Some years ago Magnum Band was part of a spirited Little Haiti scene, when there were clubs and cafés dotting the neighborhood and attracting dancers and partiers of the most festive sort. Now the lights in Little Haiti have dimmed, and some local musicians have forlornly returned to their homeland. Magnum Band, founded by master guitarist-songwriter Andre "Dadou" Pasquet way back in 1976, has held its ground, still making beautiful compas in South Florida. Dadou, his brother Claude "Tico" Pasquet (a percussionist), and bassist Laurent Ciceron still ignite crowds with their so-danceable "Ashadei" (an ode to a vodou god), "Pa Ka Pa La" ("Got to Be There"), and the classic "3 Feiulles" ("Three Leaves"), among scores of other Dadou-penned numbers. The group's staying power is outshined only by its potent music.

In its Sixties prime, the North Shore Band Shell provided the setting for a television variety program. In fact the Mike Douglas Show logos can still be found in a dressing room. Recently, in an effort to build a sense of community among residents, Miami Beach officials revamped the shell and began sponsoring an array of activities: jazz bands, symphony orchestra performances, an Afro-Caribbean festival. On Friday nights the terrazzo dance floor becomes a roller rink. On Sunday nights seniors dance to a live band playing the hits of yesteryear. The multihue structure has stood its ground in the face of changing cultural tides, a fact made clear on the nights when the shell is spotlighted by the shimmering moon and the only music to be heard comes from the whistling wind and the rippling currents of the nearby ocean.
A boisterous crowd gathered outside the Miami Beach Convention Center in August to protest a performance by Cuban musicians invited to the MIDEM music conference. Inside a more joyful noise was heard as the show went on right in the face of bomb threats. Since April acts from the island have taken area stages: Issac Delgado, Vocal Sampling, Carlos Varela, Manolín, Chucho Valdes, Irakere, Compay Segundo, La Charanga Rubalcaba, Omara Portuondo, Paulito FG, La Charanga. The crowds may have been too busy dancing to realize they were making history, so we now congratulate the pioneering artists who came and conquered, and those who had los cojones to make it happen.

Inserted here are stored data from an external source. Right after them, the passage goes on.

PR #3094, opened 2024-01-12
[bugfix] Do not ignore the `use_login_shell` configuration option when generation the auto-detection script

ekouts:
This is useful for the firecrest scheduler, but probably also for other schedulers.


teojgo (approved):

vkarak:
Could we add a unit test for this?

vkarak (approved):

PR #3096, opened 2024-01-17
[bugfix] Detect missing `curl` in `bootstrap.sh`

tmjbios:
Curl is not a default package on most Linux distributions, and is not listed as a requirement for reFrame.

When curl is missing, bootstrap.sh will blow right past the curl failure and continue to attempt to execute commands.

Add a check for curl, and print a meaningful message + exit if it is not found.

### DIFF
--- a/bootstrap.sh
+++ b/bootstrap.sh
@@ -106,7 +106,7 @@ else
 fi
 
 if ! type "curl" > /dev/null 2>&1; then
-    echo "curl is missing; install curl and try again"
+    echo -e "could not find \`curl': please install curl and try again"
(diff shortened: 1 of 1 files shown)


tmjbios:
Yes. 

To test locally, I used a default Ubuntu 22.04 server, cloned the repo and ran bootstrap, installed curl, the re-ran bootstrap.

vkarak:
@tmjbios Thanks for the fix. I updated your PR to be against master as it's a bug fix and we could release it in the next patch release.

vkarak (approved):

The backbone of Miami rock and roll resides in Little Haiti with Dave Daniels and Churchill's Hideaway. Daniels provides a stage for aspiring bands, touring national acts, and just about anything that might lure a few people in to enjoy a pint or two. If there's a touring act you'd like to book, give Daniels a call. Do you think your band is ready for its first gig? Daniels will grant a slot. Want to see the good and bad of Miami's cutting edge? Go to Daniels's place. Rock and roll is about experimenting and taking chances, and Churchill's is about rock and roll.

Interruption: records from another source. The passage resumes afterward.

PR #3098, opened 2024-01-25
[feat] Add `nvcc` as an environment configuration parameter

OliverPerks:
This commit allows you to specify the path to nvidia's nvcc a part of a system environment. This allows for multiple environments with different paths to nvcc without the use of modules or the PATH environment. It allows for nvcc being unset in the environment and will default to 'nvcc'.

### DIFF
--- a/reframe/core/environments.py
+++ b/reframe/core/environments.py
@@ -321,7 +321,7 @@ class ProgEnvironment(Environment):
 
     @property
     def nvcc(self):
-        '''The NVIDIA nvcc compiler of this programming environment.
+        '''The NVIDIA CUDA compiler of this programming environment.
 
         :type: :class:`str`
         '''
--- a/reframe/core/environments.py
+++ b/reframe/core/environments.py
@@ -219,6 +219,7 @@ class ProgEnvironment(Environment):
     _cc = fields.TypedField(str)
     _cxx = fields.TypedField(str)
     _ftn = fields.TypedField(str)
+    _nvcc = fields.TypedField(str)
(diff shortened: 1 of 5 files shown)


reframe/core/environments.py
```diff
@@ -320,4 +321,8 @@ def ldflags(self):
 
     @property
     def nvcc(self):
+        '''The NVIDIA nvcc compiler of this programming environment.
```
vkarak, line 324:
```suggestion
        '''The NVIDIA CUDA compiler of this programming environment.
```

vkarak (approved):
Thanks for the PR! Lgtm. Just a minor comment.

reframe/core/environments.py
vkarak: We could also need to update the configuration reference docs.

reframe/core/systems.py
```diff
@@ -538,6 +538,7 @@ def create(cls, site_config):
                     cc=site_config.get(f'environments/@{e}/cc'),
                     cxx=site_config.get(f'environments/@{e}/cxx'),
                     ftn=site_config.get(f'environments/@{e}/ftn'),
+                    nvcc=site_config.get(f'environments/@{e}/nvcc', 'nvcc'),
```
vkarak, line 541: You should not add a default here, but it instead should come from the schema.

vkarak (changes requested):

vkarak (approved):
I updated the PR with the suggested changes, lgtm now.

PR #3101, opened 2024-01-30
[feat] Adding support for CMake + Ninja

OliverPerks:
Previously the CMake config would just run 'make'. 
This commit runs 'cmake --build .' which enables you to specify different build systems within cmake. Specifically this is useful for Ninja, using the 'cmake -GNinja' flag. If no build system is set it will fall back to make.

### DIFF
--- a/reframe/core/buildsystems.py
+++ b/reframe/core/buildsystems.py
@@ -584,7 +584,7 @@ class CMake(ConfigureBasedBuildSystem):
         else:
             cmake_cmd += ['.']
 
-        make_cmd = ['make -j']
+        make_cmd = ['cmake --build . -j']
         if self.max_concurrency is not None:
             make_cmd += [str(self.max_concurrency)]
 


vkarak:
I think the unit tests should be updated (I expect them to fail). Another question does this change requires a specific/recent version of CMake that would otherwise make reframe's backend break for users with older version? We could add a build system variable to control whether to emit `make` or `cmake --build` in this case.

teojgo:
This needs a little bit more thought. In particular, since we now assume that the build system is Make, all the options are passed to make verbatim. So if you pass the 'install' as an option the command will be `make install`. With the above syntax it would have to be changed to `cmake --build . -t install -j <n>` or `cmake --build . -j -- install`.

victorusu:
What is the status of this? Is anyone working to make the `cmake` options compatible with this new syntax?

PR #3107, opened 2024-02-04
[feat] Add CPU vendor and model name to topology files

jack-morrison:
By having the CPU vendor identifier available, test authors can use "GeniuneIntel", "AuthenticAMD", etc. as a logic condition where high-level characterization is acceptable. There are cases where this may actually be more useful than the particular CPU model name.

Fixes #https://github.com/reframe-hpc/reframe/issues/2995

### DIFF
--- a/reframe/utility/cpuinfo.py
+++ b/reframe/utility/cpuinfo.py
@@ -283,8 +283,8 @@ def cpuinfo():
     ret = {
         'arch': archspec.cpu.host().name,
         'vendor': archspec.cpu.host().vendor,
-        'model':
-            archspec.cpu.detect.raw_info_dictionary().get("model name", "N/A")
+        'model': archspec.cpu.detect.raw_info_dictionary().get('model name',
+                                                               'N/A')
     }
 
     # Try first to get information from the filesystem
--- a/reframe/utility/cpuinfo.py
+++ b/reframe/utility/cpuinfo.py
@@ -281,7 +281,10 @@ def _sysctl_topo():
 
 def cpuinfo():
     ret = {
-        'arch': archspec.cpu.host().name
+        'arch': archspec.cpu.host().name,
+        'vendor': archspec.cpu.host().vendor,
+        'model':
+            archspec.cpu.detect.raw_info_dictionary().get("model name", "N/A")
     }
 
     # Try first to get information from the filesystem
--- a/reframe/schemas/config.json
+++ b/reframe/schemas/config.json
@@ -218,6 +218,8 @@
             "type": "object",
             "properties": {
                 "arch": {"type": "string"},
+                "vendor": {"type": "string"},
+                "model": {"type": "string"},
                 "num_cpus": {"type": "number"},
                 "num_cpus_per_core": {"type": "number"},
                 "num_cpus_per_socket": {"type": "number"},


jack-morrison:
Got some tests to fix up here, it seems.

teojgo:
@jack-morrison since you are mentioning the model name of the CPU, do you think it could be added too?

jack-morrison:
> @jack-morrison since you are mentioning the model name of the CPU, do you think it could be added too?

 I think that's already available in the topology files as `arch` ([relevant archspec docs](https://archspec.readthedocs.io/en/latest/apidocs.html#archspec.cpu.Microarchitecture)), on the line immediately above this change.

vkarak:
@jack-morrison The CI fails because you need to update the configuration schema as well:

https://github.com/reframe-hpc/reframe/blob/f2a23261e7ae2927bc145cdc8f3d6a30f566f8b6/reframe/schemas/config.json#L219-L226

teojgo:
> > @jack-morrison since you are mentioning the model name of the CPU, do you think it could be added too?
> 
> I think that's already available in the topology files as `arch` ([relevant archspec docs](https://archspec.readthedocs.io/en/latest/apidocs.html#archspec.cpu.Microarchitecture)), on the line immediately above this change.
> 
> Edit: I guess it's the microarchitecture name that's already presented as `arch`. This what I was intending to refer to. I'm happy to add any (or all) other attributes from `archspec.cpu` though if that's desirable.

Yeah, it's indeed the microarchitecture, the model name I can retrieve using: `archspec.cpu.detect.raw_info_dictionary()['model name']`.

reframe/utility/cpuinfo.py
```diff
@@ -281,7 +281,9 @@ def _sysctl_topo():
 
 def cpuinfo():
     ret = {
-        'arch': archspec.cpu.host().name
+        'arch': archspec.cpu.host().name,
+        'vendor': archspec.cpu.host().vendor,
+        'model': archspec.cpu.detect.raw_info_dictionary()['model name']
```
teojgo, line 286: Maybe retrive the model name with `.get` and add a default value of Unknown for example here? What do you think @vkarak

vkarak: Yes, because otherwise it will crash if for some reason the `model name` key is not there.

jack-morrison: Makes sense, will do!

jack-morrison: addressed via [0c07e8c](https://github.com/reframe-hpc/reframe/pull/3107/commits/0c07e8c31b7447a2bfe190466b25bbb22f0a6c6d)

vkarak (approved):

reframe/utility/cpuinfo.py
jack-morrison: Good call @teojgo 😄 --
https://github.com/archspec/archspec/pull/149 looks like it'll probably break `archspec.cpu.detect.raw_info_dictionary()`. 

@vkarak / @teojgo, how can I best help update this line when RFM bumps the pinned version of archspec?

vkarak: The unit tests run the cpu auto-detection code, so I hope that this will be caught from the CI when the version is bumped. I could tag you in that case, if the fix is not obvious.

A coffeehouse without a screeching espresso machine? Sans cigarette smoke and incessant chatter? Could it be? It is, in a suburban Kendall neighborhood where a house doubles as Temple Beth Or, the main sanctuary of which is transformed every other month into the concert venue Sacred Grounds Coffeehouse. Launched in the fall of 1997 by graphic designer and musician Ellen Bukstel Segal, friend Gerald Weissfeld, and Rabbi Rami Shapiro, the Coffeehouse has staged a who's who of folkies (Rod MacDonald, Magda Hiller, Marianne Flemming, Grant Livingston, Amy Carol Webb, Mindy Simmons, Marie Nofsinger, Ron and Bari, James London) picking and crooning in front of appreciative crowds numbering close to 150. An evening at Sacred Grounds opens with a one-hour open-mike segment followed by two acts performing brief sets before the crowd breaks for refreshments and mingling. The finale features artists and musical audience members engaging in a good-natured song swap. The ten-dollar door charge is divided between the featured entertainers and a different charity each show, a spiritual gesture suited to a relaxed night of entertainment in an atmosphere of warmth, joy, and contemplation.